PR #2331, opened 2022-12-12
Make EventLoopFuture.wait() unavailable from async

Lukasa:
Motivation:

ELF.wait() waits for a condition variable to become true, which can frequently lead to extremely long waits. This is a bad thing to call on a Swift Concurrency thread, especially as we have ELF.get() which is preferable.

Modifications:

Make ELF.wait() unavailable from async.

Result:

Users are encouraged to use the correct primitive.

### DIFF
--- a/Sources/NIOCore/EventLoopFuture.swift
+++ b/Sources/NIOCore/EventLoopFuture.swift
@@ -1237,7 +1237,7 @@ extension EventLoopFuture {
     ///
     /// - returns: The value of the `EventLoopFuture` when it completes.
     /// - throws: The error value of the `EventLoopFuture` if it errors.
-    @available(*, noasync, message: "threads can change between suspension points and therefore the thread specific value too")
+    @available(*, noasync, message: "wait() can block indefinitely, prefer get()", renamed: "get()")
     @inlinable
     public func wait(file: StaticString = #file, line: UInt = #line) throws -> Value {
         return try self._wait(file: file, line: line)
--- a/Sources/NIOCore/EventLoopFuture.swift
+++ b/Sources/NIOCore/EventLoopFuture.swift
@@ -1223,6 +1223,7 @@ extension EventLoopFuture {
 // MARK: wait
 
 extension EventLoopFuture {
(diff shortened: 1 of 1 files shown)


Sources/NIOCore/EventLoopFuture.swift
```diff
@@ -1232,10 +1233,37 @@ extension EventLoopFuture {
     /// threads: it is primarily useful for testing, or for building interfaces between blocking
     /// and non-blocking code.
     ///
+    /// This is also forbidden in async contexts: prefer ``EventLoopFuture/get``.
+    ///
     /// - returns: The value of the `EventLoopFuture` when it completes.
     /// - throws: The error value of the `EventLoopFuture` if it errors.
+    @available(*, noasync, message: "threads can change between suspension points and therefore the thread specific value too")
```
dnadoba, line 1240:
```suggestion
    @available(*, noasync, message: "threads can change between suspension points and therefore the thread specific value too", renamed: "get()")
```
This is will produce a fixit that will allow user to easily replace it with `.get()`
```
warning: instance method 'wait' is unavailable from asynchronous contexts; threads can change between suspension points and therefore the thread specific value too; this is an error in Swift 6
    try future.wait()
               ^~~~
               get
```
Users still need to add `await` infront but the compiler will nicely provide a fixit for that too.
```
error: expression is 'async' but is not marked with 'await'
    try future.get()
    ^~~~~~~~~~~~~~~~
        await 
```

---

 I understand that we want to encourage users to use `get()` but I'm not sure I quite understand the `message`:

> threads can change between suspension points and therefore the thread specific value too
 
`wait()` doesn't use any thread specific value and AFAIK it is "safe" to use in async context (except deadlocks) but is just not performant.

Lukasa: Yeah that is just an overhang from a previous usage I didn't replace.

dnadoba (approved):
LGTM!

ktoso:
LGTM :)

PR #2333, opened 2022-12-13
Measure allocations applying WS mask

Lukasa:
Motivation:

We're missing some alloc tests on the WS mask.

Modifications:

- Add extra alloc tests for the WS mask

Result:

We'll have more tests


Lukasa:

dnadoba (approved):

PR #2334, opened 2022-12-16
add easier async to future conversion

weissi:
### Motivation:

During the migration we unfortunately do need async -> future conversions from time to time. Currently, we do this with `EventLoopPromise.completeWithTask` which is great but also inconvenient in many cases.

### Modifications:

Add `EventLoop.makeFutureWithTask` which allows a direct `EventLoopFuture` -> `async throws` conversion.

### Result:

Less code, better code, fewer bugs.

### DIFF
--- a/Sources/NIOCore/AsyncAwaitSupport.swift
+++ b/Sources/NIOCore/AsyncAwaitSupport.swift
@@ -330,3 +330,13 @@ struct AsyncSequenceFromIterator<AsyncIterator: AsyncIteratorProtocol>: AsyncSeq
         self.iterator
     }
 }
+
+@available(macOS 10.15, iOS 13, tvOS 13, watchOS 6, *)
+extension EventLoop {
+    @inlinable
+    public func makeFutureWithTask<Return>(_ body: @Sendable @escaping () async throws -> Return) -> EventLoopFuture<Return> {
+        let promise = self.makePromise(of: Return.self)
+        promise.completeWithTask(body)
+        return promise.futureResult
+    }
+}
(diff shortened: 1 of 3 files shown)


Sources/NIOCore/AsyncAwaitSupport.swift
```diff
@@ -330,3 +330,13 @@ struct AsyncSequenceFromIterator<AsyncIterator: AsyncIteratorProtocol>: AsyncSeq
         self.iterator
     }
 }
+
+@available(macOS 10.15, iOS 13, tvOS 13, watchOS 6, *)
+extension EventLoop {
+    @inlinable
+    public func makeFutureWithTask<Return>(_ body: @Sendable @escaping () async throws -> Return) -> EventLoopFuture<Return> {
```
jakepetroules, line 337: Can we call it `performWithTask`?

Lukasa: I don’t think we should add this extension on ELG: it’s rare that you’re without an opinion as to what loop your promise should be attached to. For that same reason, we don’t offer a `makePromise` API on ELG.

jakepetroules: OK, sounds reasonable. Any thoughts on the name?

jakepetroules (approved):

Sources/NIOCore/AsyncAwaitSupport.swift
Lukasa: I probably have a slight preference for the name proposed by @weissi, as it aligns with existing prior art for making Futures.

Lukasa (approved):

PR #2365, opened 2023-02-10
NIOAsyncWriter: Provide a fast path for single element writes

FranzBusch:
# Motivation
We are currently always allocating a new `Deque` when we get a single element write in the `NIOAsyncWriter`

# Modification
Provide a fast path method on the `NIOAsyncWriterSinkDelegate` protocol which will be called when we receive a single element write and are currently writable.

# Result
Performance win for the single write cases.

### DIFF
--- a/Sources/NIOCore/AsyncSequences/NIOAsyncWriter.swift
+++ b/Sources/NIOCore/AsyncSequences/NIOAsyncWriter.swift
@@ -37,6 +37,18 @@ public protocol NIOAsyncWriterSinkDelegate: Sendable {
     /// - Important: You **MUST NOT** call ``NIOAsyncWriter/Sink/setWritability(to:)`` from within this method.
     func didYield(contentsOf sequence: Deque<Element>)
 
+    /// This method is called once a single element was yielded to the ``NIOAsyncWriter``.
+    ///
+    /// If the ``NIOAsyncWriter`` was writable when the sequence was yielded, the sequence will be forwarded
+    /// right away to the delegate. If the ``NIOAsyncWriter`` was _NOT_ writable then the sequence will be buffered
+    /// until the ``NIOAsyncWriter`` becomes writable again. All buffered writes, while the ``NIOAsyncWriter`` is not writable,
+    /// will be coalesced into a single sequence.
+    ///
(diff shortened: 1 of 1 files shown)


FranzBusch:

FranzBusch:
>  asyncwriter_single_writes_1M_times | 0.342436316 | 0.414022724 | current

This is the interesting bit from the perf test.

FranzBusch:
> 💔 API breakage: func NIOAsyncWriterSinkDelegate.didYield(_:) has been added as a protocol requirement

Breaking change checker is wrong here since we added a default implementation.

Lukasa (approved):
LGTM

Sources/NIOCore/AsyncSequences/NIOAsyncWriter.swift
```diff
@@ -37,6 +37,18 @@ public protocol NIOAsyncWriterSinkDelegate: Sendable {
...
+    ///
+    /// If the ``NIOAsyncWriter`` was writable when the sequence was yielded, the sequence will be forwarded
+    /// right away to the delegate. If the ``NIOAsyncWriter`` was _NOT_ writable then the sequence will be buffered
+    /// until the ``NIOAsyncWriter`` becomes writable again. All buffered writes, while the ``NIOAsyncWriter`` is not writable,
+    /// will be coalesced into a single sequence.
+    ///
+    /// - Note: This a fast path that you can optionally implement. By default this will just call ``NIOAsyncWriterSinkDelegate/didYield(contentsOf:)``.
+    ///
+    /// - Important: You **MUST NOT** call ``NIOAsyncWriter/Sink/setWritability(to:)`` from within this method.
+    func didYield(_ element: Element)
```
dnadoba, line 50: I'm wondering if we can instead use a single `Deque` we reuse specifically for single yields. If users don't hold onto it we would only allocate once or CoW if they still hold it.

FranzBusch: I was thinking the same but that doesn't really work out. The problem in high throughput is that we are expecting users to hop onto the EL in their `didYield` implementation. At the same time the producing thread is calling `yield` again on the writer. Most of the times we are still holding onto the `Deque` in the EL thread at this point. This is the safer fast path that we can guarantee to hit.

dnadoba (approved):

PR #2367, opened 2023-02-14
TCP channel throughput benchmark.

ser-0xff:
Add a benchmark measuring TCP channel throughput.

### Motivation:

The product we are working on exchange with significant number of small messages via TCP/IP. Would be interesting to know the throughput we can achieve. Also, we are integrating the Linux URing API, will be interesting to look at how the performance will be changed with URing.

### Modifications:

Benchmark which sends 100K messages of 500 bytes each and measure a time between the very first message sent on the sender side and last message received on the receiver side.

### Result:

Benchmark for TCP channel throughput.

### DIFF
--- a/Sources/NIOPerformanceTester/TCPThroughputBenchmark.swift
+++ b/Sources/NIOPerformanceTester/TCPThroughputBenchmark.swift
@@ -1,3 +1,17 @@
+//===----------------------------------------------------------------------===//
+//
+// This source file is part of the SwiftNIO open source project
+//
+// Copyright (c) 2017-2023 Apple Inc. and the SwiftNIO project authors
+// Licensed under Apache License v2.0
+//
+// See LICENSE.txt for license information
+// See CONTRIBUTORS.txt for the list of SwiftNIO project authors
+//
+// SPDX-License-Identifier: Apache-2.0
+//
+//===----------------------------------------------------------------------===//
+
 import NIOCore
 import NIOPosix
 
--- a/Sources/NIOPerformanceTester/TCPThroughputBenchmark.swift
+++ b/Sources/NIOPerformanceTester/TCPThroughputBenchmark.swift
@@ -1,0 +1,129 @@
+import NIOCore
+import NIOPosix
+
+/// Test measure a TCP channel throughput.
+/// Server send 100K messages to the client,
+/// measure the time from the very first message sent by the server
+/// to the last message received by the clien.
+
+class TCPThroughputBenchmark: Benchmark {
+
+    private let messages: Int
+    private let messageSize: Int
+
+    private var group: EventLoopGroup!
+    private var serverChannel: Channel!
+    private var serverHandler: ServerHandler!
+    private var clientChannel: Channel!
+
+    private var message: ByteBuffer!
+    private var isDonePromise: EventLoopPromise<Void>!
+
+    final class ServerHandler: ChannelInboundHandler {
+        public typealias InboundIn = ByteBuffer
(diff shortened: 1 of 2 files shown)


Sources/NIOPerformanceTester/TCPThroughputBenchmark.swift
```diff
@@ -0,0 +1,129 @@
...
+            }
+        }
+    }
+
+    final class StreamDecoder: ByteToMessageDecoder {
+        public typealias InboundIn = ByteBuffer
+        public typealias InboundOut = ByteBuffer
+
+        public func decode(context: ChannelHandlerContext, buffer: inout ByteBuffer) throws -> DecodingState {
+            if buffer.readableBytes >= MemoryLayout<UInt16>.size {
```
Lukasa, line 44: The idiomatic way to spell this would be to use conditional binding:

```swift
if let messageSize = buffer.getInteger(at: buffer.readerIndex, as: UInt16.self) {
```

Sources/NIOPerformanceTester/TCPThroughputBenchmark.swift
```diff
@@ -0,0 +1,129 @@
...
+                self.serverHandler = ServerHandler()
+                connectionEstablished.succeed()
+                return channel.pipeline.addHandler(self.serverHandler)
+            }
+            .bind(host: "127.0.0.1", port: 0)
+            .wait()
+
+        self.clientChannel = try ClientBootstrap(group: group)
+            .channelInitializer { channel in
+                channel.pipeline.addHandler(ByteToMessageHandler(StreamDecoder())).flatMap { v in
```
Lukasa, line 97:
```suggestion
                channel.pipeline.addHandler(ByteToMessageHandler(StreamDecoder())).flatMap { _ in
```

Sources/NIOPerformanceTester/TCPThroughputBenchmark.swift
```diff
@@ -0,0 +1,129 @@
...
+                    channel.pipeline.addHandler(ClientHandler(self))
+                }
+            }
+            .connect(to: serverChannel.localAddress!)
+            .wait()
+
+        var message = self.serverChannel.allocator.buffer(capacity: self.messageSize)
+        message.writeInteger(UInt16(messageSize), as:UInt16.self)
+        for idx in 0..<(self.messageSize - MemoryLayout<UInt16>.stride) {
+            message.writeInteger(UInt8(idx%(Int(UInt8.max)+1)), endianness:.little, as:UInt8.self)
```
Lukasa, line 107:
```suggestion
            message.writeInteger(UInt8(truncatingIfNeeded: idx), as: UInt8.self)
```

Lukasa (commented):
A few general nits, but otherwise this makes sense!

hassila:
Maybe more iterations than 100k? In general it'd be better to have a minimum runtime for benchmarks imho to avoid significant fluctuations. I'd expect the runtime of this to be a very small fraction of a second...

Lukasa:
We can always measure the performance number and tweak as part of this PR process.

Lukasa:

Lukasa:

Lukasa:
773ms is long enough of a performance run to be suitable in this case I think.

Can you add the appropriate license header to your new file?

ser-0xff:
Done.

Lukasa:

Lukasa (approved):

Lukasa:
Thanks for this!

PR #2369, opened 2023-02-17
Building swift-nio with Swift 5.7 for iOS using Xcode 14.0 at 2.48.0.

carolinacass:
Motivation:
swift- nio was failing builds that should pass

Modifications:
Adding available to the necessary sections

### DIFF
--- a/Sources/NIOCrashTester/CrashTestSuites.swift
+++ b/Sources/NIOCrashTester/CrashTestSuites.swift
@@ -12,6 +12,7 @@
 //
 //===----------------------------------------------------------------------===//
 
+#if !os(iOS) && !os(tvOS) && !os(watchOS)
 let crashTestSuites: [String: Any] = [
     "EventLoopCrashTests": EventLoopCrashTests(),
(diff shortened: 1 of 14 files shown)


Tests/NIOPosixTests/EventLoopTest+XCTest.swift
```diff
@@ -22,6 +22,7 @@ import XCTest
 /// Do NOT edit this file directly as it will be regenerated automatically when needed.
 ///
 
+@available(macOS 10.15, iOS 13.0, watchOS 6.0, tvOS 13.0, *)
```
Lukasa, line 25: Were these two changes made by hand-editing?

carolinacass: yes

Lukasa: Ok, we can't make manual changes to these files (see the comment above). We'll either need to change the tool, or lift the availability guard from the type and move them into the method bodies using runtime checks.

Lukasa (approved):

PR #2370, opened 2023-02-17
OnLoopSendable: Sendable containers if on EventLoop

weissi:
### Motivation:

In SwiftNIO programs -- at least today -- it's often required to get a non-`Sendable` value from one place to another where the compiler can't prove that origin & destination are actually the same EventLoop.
+ + + +
# What the task requires
Using the data above, return each line that includes the word "authors".

# Written response
+// Copyright (c) 2017-2023 Apple Inc. and the SwiftNIO project authors
+// See CONTRIBUTORS.txt for the list of SwiftNIO project authors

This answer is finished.